** Opening Material to process block **
PR #2109, opened 2023-03-24
[WIP] Reduce time and memory consumption to compile krnl.global op with many string constants

negiyas:
[WIP] Reduce time and memory consumption to compile krnl.global op with many string constants

1. Consolidate all string symbols in one krnl.global op into one constants including the all string constants
2. Reduce the number of operations in llvm.mlir.global op by removing llvm.getelementptr for each string constant.


negiyas:
Closing this PR, since PR #2727 covers this PR.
** Closing Material to process block **
Aim of the exercise: The whole listing above should be copied out exactly.

Solved problem:
PR #2109, opened 2023-03-24
[WIP] Reduce time and memory consumption to compile krnl.global op with many string constants

negiyas:
[WIP] Reduce time and memory consumption to compile krnl.global op with many string constants

1. Consolidate all string symbols in one krnl.global op into one constants including the all string constants
2. Reduce the number of operations in llvm.mlir.global op by removing llvm.getelementptr for each string constant.


negiyas:
Closing this PR, since PR #2727 covers this PR.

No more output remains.